● **Work instruction**
Show all lines containing "opened" from the data below.

● **Provided data**
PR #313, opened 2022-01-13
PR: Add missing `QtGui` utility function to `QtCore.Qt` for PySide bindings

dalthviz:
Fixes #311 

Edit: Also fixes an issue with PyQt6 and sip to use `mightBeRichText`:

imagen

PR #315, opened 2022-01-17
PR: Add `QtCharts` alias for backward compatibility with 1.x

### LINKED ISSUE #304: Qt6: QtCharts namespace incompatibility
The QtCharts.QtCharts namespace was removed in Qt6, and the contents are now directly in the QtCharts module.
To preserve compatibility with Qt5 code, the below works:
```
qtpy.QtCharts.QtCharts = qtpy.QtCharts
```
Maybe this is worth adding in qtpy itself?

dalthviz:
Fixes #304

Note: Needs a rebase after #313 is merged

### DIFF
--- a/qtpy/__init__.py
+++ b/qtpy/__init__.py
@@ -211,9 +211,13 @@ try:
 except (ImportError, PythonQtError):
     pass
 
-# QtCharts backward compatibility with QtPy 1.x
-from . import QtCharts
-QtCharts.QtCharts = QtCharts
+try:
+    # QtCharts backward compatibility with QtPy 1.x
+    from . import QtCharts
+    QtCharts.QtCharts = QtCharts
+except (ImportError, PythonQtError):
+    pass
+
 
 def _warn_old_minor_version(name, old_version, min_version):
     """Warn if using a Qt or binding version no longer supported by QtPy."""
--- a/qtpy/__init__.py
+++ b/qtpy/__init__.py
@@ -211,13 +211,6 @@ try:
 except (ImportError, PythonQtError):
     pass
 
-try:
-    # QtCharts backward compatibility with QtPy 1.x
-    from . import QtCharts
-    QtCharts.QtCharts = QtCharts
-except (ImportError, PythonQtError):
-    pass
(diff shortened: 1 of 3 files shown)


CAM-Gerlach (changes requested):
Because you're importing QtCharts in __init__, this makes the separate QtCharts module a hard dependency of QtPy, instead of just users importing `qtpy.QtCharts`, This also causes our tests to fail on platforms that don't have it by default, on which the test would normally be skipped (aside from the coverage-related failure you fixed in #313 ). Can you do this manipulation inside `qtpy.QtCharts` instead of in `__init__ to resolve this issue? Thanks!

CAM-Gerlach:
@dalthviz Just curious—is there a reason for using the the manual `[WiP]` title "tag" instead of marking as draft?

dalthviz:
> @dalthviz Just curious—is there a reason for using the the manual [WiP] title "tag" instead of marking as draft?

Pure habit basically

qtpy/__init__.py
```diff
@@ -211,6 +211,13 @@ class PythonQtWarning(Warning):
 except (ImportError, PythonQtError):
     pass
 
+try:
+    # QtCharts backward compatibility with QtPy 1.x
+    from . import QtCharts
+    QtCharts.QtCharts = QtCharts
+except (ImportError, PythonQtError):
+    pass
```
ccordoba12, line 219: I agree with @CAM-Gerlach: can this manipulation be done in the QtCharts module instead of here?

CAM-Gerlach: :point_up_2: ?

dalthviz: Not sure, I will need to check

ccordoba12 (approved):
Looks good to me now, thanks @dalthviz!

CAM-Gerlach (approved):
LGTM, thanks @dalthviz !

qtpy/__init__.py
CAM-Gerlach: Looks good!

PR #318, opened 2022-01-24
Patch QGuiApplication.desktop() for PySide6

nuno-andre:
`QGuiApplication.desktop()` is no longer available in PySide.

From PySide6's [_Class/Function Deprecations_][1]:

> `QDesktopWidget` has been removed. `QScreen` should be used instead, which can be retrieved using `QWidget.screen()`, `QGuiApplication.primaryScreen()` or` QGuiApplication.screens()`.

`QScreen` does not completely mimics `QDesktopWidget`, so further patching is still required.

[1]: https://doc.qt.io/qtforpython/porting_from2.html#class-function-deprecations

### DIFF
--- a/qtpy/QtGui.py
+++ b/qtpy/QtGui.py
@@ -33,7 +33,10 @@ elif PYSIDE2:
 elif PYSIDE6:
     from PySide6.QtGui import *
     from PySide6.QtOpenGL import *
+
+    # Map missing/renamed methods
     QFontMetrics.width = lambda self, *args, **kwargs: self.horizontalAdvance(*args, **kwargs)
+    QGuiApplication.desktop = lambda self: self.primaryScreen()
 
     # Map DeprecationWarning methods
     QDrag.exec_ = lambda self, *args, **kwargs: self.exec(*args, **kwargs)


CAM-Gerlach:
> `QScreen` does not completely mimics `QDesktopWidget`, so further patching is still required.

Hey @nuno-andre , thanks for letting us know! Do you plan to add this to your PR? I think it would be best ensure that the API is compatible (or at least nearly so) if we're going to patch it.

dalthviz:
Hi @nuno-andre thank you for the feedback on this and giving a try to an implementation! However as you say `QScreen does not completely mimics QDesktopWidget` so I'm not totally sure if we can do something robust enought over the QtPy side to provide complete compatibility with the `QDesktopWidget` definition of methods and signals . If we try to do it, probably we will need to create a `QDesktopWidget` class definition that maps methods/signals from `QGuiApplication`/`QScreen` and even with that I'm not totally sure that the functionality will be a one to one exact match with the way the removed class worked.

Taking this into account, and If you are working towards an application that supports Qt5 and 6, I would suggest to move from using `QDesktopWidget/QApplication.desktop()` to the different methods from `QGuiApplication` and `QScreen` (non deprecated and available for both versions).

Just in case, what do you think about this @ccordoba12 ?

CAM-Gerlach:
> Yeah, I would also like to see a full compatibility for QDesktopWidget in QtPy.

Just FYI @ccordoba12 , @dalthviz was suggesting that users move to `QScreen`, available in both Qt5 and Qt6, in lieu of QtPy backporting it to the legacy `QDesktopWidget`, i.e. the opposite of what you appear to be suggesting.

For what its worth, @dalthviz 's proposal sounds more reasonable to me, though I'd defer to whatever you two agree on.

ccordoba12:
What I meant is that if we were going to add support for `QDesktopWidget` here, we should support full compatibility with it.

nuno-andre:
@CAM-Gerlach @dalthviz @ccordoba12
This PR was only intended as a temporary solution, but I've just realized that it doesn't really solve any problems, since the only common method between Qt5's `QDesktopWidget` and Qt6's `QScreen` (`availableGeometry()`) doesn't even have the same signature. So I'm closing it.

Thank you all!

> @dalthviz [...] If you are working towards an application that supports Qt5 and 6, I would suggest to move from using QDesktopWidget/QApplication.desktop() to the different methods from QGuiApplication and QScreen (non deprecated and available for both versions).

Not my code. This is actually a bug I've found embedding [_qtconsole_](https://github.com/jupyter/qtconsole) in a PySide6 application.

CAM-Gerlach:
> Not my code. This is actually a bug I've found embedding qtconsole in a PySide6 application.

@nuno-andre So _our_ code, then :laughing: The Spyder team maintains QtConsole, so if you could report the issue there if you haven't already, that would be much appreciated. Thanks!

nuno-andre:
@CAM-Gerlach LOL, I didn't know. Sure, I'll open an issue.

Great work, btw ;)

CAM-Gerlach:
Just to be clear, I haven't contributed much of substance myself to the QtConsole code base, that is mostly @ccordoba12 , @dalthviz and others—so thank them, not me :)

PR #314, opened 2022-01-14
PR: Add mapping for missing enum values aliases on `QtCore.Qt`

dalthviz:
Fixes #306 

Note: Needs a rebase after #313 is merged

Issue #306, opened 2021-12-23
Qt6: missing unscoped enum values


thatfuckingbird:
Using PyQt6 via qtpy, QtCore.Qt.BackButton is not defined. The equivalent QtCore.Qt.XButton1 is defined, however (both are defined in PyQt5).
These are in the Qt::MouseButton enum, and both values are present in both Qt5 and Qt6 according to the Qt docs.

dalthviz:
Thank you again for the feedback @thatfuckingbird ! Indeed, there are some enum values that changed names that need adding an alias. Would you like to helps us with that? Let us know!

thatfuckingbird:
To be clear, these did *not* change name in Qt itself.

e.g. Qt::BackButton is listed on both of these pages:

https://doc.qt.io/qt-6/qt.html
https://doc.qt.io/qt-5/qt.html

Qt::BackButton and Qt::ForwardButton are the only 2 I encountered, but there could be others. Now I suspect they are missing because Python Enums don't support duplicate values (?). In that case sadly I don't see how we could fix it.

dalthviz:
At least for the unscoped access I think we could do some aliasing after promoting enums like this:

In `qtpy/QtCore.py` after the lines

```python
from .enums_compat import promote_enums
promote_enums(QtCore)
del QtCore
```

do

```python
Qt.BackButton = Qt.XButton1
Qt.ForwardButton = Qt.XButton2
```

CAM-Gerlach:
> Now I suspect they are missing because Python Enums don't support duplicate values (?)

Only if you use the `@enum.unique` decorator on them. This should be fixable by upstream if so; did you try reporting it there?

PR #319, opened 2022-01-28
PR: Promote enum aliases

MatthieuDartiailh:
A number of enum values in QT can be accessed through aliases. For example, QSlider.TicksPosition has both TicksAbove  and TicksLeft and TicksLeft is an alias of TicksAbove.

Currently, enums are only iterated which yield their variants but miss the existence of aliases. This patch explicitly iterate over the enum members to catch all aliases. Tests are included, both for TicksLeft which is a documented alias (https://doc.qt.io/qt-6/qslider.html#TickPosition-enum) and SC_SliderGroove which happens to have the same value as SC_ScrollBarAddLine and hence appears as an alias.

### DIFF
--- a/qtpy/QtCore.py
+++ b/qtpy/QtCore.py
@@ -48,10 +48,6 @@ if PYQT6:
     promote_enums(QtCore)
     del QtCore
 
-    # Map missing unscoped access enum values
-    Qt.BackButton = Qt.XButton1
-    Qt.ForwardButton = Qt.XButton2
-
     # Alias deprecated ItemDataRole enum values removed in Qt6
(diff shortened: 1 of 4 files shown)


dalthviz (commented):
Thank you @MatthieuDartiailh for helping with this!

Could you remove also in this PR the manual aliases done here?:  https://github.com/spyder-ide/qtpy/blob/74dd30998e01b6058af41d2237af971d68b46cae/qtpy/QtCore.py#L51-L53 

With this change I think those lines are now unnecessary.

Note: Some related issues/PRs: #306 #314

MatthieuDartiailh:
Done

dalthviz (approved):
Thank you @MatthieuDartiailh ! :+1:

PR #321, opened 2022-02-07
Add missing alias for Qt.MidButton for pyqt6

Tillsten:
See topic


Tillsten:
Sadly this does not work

● **Answer box**
PR #313, opened 2022-01-13
PR #315, opened 2022-01-17
PR #318, opened 2022-01-24
PR #314, opened 2022-01-14
Issue #306, opened 2021-12-23
PR #319, opened 2022-01-28
PR #321, opened 2022-02-07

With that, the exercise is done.